> [Excerpted records]:
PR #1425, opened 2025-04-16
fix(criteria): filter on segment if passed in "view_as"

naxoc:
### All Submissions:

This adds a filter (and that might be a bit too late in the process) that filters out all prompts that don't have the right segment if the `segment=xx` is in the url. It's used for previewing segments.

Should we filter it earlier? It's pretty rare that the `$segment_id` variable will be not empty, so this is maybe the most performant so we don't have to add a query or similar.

> [Required action]:
What you write must match the records above exactly, line for line.

> [Response to the task]:
PR #1425, opened 2025-04-16
fix(criteria): filter on segment if passed in "view_as"

naxoc:
### All Submissions:

This adds a filter (and that might be a bit too late in the process) that filters out all prompts that don't have the right segment if the `segment=xx` is in the url. It's used for previewing segments.

Should we filter it earlier? It's pretty rare that the `$segment_id` variable will be not empty, so this is maybe the most performant so we don't have to add a query or similar.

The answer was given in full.